* **TASK DETAILS**
Give again, word for word, every line in the entries below from the line with "PR #2936, opened 2024-09-03" up to and including the line with "order to ensure", and no other line.

******************************

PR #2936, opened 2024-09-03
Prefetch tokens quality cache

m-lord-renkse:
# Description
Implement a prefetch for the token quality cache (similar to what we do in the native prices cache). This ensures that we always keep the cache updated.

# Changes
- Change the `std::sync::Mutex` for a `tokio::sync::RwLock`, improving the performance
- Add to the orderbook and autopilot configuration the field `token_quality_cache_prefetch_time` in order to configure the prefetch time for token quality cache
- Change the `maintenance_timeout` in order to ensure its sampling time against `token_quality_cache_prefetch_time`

******************************

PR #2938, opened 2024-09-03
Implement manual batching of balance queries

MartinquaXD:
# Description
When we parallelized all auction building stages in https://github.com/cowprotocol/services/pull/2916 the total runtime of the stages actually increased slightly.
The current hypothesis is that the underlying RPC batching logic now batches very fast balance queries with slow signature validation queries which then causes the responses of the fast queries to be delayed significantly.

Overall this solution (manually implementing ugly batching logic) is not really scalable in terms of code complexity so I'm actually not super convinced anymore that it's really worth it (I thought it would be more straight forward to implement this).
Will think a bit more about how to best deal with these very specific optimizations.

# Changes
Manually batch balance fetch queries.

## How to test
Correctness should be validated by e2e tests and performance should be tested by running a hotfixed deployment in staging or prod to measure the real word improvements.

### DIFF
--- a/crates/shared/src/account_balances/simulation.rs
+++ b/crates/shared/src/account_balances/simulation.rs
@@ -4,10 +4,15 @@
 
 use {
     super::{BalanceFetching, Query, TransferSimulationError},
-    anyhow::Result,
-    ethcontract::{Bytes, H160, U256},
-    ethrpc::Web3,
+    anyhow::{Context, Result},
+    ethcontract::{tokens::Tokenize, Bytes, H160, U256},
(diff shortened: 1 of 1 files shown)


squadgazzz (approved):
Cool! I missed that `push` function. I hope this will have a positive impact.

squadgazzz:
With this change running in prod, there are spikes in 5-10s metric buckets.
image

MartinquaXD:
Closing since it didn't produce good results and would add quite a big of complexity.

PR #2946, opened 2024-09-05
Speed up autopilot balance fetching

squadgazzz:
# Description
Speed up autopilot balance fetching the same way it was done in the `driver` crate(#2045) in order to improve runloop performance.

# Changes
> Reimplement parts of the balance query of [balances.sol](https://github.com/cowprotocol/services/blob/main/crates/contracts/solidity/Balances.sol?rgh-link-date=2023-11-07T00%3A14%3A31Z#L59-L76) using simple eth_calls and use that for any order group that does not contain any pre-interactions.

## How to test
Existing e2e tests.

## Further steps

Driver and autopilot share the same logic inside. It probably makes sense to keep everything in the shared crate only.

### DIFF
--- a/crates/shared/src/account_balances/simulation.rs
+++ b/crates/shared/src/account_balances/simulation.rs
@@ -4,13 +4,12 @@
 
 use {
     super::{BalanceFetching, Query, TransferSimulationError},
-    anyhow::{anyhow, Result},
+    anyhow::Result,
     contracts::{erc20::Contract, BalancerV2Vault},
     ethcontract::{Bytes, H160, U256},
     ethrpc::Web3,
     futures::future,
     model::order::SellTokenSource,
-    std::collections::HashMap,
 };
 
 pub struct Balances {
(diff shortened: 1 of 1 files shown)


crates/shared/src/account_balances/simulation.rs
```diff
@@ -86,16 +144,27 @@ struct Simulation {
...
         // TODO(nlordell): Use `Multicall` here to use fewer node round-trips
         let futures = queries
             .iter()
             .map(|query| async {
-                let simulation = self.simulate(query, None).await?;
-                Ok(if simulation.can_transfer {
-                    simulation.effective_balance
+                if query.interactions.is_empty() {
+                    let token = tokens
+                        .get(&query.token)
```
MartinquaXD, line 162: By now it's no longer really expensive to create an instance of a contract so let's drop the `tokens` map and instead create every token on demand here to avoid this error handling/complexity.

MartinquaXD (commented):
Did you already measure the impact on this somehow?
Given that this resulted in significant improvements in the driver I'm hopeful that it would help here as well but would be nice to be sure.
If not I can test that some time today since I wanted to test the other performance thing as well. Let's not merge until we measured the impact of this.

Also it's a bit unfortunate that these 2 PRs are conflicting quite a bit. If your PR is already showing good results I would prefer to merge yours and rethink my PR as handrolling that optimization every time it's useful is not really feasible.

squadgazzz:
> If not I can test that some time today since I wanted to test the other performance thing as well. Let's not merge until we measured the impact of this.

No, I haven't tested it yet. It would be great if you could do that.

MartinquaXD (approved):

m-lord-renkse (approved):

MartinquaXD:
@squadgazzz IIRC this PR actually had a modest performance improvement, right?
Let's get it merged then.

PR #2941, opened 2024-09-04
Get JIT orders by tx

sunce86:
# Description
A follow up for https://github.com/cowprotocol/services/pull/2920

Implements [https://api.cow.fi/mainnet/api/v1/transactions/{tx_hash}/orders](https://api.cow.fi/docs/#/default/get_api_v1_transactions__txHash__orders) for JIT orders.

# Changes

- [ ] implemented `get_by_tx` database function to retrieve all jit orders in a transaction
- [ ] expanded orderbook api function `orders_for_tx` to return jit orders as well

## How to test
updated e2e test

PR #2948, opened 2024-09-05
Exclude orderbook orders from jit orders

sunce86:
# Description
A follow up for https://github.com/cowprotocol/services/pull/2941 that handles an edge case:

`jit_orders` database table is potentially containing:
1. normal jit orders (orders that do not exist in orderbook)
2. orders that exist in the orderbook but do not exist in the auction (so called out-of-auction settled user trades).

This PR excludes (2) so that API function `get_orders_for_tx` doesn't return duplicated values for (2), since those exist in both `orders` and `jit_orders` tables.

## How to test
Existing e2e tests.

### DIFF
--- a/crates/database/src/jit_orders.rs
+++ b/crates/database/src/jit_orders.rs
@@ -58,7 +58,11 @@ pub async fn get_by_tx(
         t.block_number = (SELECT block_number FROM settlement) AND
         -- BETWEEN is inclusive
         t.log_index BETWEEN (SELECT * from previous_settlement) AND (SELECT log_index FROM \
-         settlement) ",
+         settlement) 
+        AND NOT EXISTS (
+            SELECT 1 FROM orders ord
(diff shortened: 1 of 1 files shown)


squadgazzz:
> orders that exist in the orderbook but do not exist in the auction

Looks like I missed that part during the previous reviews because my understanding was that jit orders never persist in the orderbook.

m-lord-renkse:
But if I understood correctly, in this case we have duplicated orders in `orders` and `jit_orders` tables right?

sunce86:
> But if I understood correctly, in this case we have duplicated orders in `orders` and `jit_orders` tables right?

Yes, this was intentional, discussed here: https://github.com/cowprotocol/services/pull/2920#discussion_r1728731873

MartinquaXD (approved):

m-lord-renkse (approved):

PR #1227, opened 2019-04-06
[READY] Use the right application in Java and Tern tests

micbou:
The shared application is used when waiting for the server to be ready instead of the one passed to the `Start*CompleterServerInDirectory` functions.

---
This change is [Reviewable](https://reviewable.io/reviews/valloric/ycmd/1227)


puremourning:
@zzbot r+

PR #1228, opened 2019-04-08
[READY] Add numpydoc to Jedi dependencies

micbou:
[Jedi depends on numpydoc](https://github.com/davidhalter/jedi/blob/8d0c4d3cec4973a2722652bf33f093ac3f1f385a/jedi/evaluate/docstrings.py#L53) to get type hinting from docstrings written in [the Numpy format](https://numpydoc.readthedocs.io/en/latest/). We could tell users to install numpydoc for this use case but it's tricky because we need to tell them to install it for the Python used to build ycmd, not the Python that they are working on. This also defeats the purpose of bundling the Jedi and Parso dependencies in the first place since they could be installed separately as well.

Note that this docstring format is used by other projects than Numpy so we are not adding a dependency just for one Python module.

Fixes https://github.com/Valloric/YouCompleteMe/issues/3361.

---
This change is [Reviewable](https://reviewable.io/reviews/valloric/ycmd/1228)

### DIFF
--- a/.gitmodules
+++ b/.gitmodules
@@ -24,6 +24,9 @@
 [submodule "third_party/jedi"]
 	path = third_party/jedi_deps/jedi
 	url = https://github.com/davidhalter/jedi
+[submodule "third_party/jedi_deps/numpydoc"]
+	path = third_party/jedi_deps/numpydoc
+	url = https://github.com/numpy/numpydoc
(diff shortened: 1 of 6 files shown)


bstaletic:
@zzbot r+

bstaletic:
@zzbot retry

******************************

* **ANSWER AREA**
PR #2936, opened 2024-09-03
Prefetch tokens quality cache

m-lord-renkse:
# Description
Implement a prefetch for the token quality cache (similar to what we do in the native prices cache). This ensures that we always keep the cache updated.

# Changes
- Change the `std::sync::Mutex` for a `tokio::sync::RwLock`, improving the performance
- Add to the orderbook and autopilot configuration the field `token_quality_cache_prefetch_time` in order to configure the prefetch time for token quality cache
- Change the `maintenance_timeout` in order to ensure its sampling time against `token_quality_cache_prefetch_time`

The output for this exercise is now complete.